Por último, y también en ARCO, cabría destacar a la artista española Alicia Framis. Su trabajo nos enfrenta ya descaradamente a la posibilidad de imaginar un futuro. Casi podemos ver en su obra a los arquitectos franceses de principio de siglo XIX, a los Boullée, Ledoux o Lequeu. Ella sí que se sitúa en la sutura de un futuro que ha incidido ya en la orografía capitalista y desde donde es posible una nueva construcción. Y es que ella, sabedora de que es el propio capitalismo el que dinamita las suturas en las que asentar un nuevo habitar que propicie la repetición siempre excesiva y el actualizarse en la novedad, para luego al instante siguiente cosificarlo mediante sus procedimientos de fetichización, ha elegido China como lugar en el que proponer un nuevo tipo de vivienda.
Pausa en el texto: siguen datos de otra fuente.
PR #5653, opened 2026-09-09
feat(codex): support GPT Image 2.5 Flare and Sunburst

dinhkarate:
## Summary

- add `gpt-image-2.5-flare` and `gpt-image-2.5-sunburst` as Codex image-only built-in models
- route both models through the existing Codex Responses API `image_generation` tool path
- preserve direct `/images/*` routing for `gpt-image-1.5` and `gpt-image-2`
- hide image-only entries from the Codex chat model picker
- strip provider prefixes from the upstream image tool model while retaining them for main-model routing

## Upstream verification

OpenAI documents both model IDs for Image API and Responses API image generation:

- https://developers.openai.com/api/docs/guides/image-generation
- https://developers.openai.com/api/docs/models/gpt-image-2.5-flare
- https://developers.openai.com/api/docs/models/gpt-image-2.5-sunburst

Both IDs were also verified against the ChatGPT Codex Responses upstream with an OAuth account:

- `gpt-image-2.5-flare`: HTTP 200 with an image generation event
- `gpt-image-2.5-sunburst`: HTTP 200 with an image generation event

The Codex `/models` endpoint currently omits image tool models, matching the existing reason `gpt-image-1.5` and `gpt-image-2` are injected as built-ins.

## Tests

- `go test ./...`
- `CGO_ENABLED=0 GOOS=linux GOARCH=amd64 go build -o /tmp/cli-proxy-api-gpt-image-2.5 ./cmd/server`


lowlandsheperd:
不考虑默认模型改为gpt-5.6-luna吗

PR #5675, opened 2026-09-09
fix(antigravity): keep thinking block open on empty text parts in claude stream

### LINKED ISSUE #5674: fix(antigravity): empty text part while thinking is open emits content_block_stop for an index that was never started (Claude Code: Content block not found)
[ ] Yes, this is a request payload issue.
[x] No, it's another issue.

**Describe the bug**

Streaming `/v1/messages` through the Antigravity executor with a gemini model: Claude Code aborts the turn with `API Error: Content block not found` after a long thinking phase. CLIProxyAPI logs the request as `200`. Seen 5 times since 2026-08-24 on gemini-3.7-flash-high / gemini-3.8-flash-high, always on a response that only produced thinking so far, always after the stream had been idle for 15-30s.

Root cause is in `internal/translator/antigravity/claude/antigravity_claude_response.go` (text part branch, around line 324). For a non-thought text part with no `finishReason`, the translator closes the active block and increments `ResponseIndex`, but only opens a new text block when the text is non-empty. Gemini sends `{"text":""}` parts while it is still thinking, so after such a part `ResponseIndex` has moved on while `ResponseType` still says thinking. The trailing `content_block_stop` from `appendFinalEvents` (or the next `thinking_delta`) then targets an index that never got a `content_block_start`, and Claude Code throws `RangeError: Content block not found`.

Reproducer as a unit test (fails on main):

```go
func TestConvertAntigravityResponseToClaudeStream_EmptyTextPartKeepsThinkingBlockOpen(t *testing.T) {
	requestJSON := []byte(`{"model":"gemini-3-flash-agent"}`)
	thinkingChunk := []byte(`{"response":{"candidates":[{"content":{"role":"model","parts":[{"text":"Thinking","thought":true}]}}],"responseId":"resp-1"}}`)
	emptyTextChunk := []byte(`{"response":{"candidates":[{"content":{"role":"model","parts":[{"text":""}]}}]}}`)
	finishChunk := []byte(`{"response":{"candidates":[{"content":{"role":"model","parts":[{"text":""}]},"finishReason":"STOP"}],"usageMetadata":{"promptTokenCount":100,"thoughtsTokenCount":20,"totalTokenCount":120}}}`)
	// feed the four chunks (incl. "[DONE]") and assert every content_block_delta/stop index had a content_block_start
}
```

Output on main:

```
content_block_start   index 0  thinking
content_block_delta   index 0
content_block_stop    index 0
content_block_stop    index 1   <- never started
message_delta / message_stop
```

Intended fix (only close the active block when a text block will actually follow):

```go
						} else if partText != "" {
							if params.ResponseType != 0 {
								appendEvent("content_block_stop", fmt.Sprintf(`{"type":"content_block_stop","index":%d}`, params.ResponseIndex))
								params.ResponseIndex++
							}
							appendEvent("content_block_start", fmt.Sprintf(`{"type":"content_block_start","index":%d,"content_block":{"type":"text","text":""}}`, params.ResponseIndex))
							data, _ := sjson.SetBytes([]byte(fmt.Sprintf(`{"type":"content_block_delta","index":%d,"delta":{"type":"text_delta","text":""}}`, params.ResponseIndex)), "delta.text", partText)
							appendEvent("content_block_delta", string(data))
							params.ResponseType = 1
							params.HasContent = true
						}
```

With that change the new test passes and `go test ./...` is green. The `gemini/claude` translator does not have this problem because it always opens a new text block after closing one.

**CLI Type**
claude code (Antigravity OAuth upstream)

**Model Name**
gemini-3.8-flash-high, gemini-3.7-flash-high

**LLM Client**
claude code 2.1.238 via Agent SDK

**Request Information**
Any streaming `/v1/messages` request where the model thinks long enough for Gemini to emit an empty text part before the answer. Not deterministic from the client side.

**Expected behavior**
Every `content_block_delta` / `content_block_stop` refers to an index that was started.

**OS Type**
- OS: Linux (docker `eceasy/cli-proxy-api:latest`, v7.2.155 commit 7fac6b1)

riba2534:
## Summary

Claude Code aborts a streamed `/v1/messages` response through the Antigravity executor with `API Error: Content block not found` when Gemini sends an empty `{"text":""}` part while a thinking block is still open.

## Why

In `ConvertAntigravityResponseToClaude`, a non-thought text part with no `finishReason` closes the active block and bumps `ResponseIndex`, but only opens a new text block when the text is non-empty. For an empty part the index moves on while `ResponseType` still says "thinking", so the next `content_block_stop` (from `appendFinalEvents`) or `thinking_delta` targets an index that never received `content_block_start`:

```
content_block_start   index 0  thinking
content_block_delta   index 0
content_block_stop    index 0
content_block_stop    index 1   <- never started
message_delta / message_stop
```

Gemini emits these empty text parts during long thinking (observed on gemini-3.7/3.8-flash with the stream idle for 15-30s before the failure). The fix skips the close when no text block will follow. The `gemini/claude` translator is not affected because it always opens a new text block after closing.

## Verification

- New `TestConvertAntigravityResponseToClaudeStream_EmptyTextPartKeepsThinkingBlockOpen` fails on main at the `content_block_stop for index 1` assertion and passes with this change.
- `go test ./...` and `go build -o test-output ./cmd/server` pass.

Closes #5674

### DIFF
--- a/internal/translator/antigravity/claude/antigravity_claude_response.go
+++ b/internal/translator/antigravity/claude/antigravity_claude_response.go
@@ -326,18 +326,20 @@ func ConvertAntigravityResponseToClaude(ctx context.Context, _ string, originalR
 							data, _ := sjson.SetBytes([]byte(fmt.Sprintf(`{"type":"content_block_delta","index":%d,"delta":{"type":"text_delta","text":""}}`, params.ResponseIndex)), "delta.text", partText)
 							appendEvent("content_block_delta", string(data))
 							params.HasContent = true
-						} else {
+						} else if partText != "" {
+							// Only close the active block when a text block actually follows.
+							// Closing it for an empty text part would advance the index while
+							// leaving ResponseType set, so the next event targets a block
+							// that was never started.
 							if params.ResponseType != 0 {
 								appendEvent("content_block_stop", fmt.Sprintf(`{"type":"content_block_stop","index":%d}`, params.ResponseIndex))
 								params.ResponseIndex++
 							}
-							if partText != "" {
-								appendEvent("content_block_start", fmt.Sprintf(`{"type":"content_block_start","index":%d,"content_block":{"type":"text","text":""}}`, params.ResponseIndex))
-								data, _ := sjson.SetBytes([]byte(fmt.Sprintf(`{"type":"content_block_delta","index":%d,"delta":{"type":"text_delta","text":""}}`, params.ResponseIndex)), "delta.text", partText)
-								appendEvent("content_block_delta", string(data))
-								params.ResponseType = 1
-								params.HasContent = true
-							}
+							appendEvent("content_block_start", fmt.Sprintf(`{"type":"content_block_start","index":%d,"content_block":{"type":"text","text":""}}`, params.ResponseIndex))
+							data, _ := sjson.SetBytes([]byte(fmt.Sprintf(`{"type":"content_block_delta","index":%d,"delta":{"type":"text_delta","text":""}}`, params.ResponseIndex)), "delta.text", partText)
+							appendEvent("content_block_delta", string(data))
+							params.ResponseType = 1
+							params.HasContent = true
 						}
 					}
 					if partText != "" {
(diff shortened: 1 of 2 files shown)


riba2534:
Closing: `translator-path-guard` rejects any change under `internal/translator/**` on contributor PRs. The repro, root cause, and patch are on #5674 for the maintenance team to land.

Eso le posibilita todavía cierta inocencia, ciertos procesos no tan críticos con el habitar occidental de manera que su obra no se plantea la apertura en la superficie del plano de inmanencia, sino que sus viviendas toman el relevo del metalenguaje arquitectónico en la senda ya iniciada por los ya mencionados franceses del XIX.
Pero, además de estos cuatro ejemplos cogidos en parejas de dos, muchos otros se pueden poner sobre la mesa a la hora de hacer valer lo sintomático de todos estos nuevos trabajos reunidos bajo el mismo. En el mismo ARCO cabría citar a Begoña Zubero y sus espacios vacíos, a Enoc Pérez y su arquitectura postmoderna de corte metalingüística, a Pablo Cardoso y sus caminos que, como pedazos en sucesión, nos muestran la posibilidad, hasta hace poco utópica, de tener el coraje de cartografiar la orografía del tiempo instantáneo, a David Maljkovic y su premiada obra.
Sin duda que en la confluencia de todas estas obras se despeja la incógnita sobre la posible inocencia candorosa que puedan despertar estos intentos de habitar de nuevo la realidad superficial del plano de inmanencia al tiempo que dotan de posibilidad el intento de transgredir esta realidad sedimentada en el miedo constante a hacer aparecer lo nuevo. Así pues, ya el mero colegir un habitar que posibilite tal utopía posee un caldo artístico digno de alabar.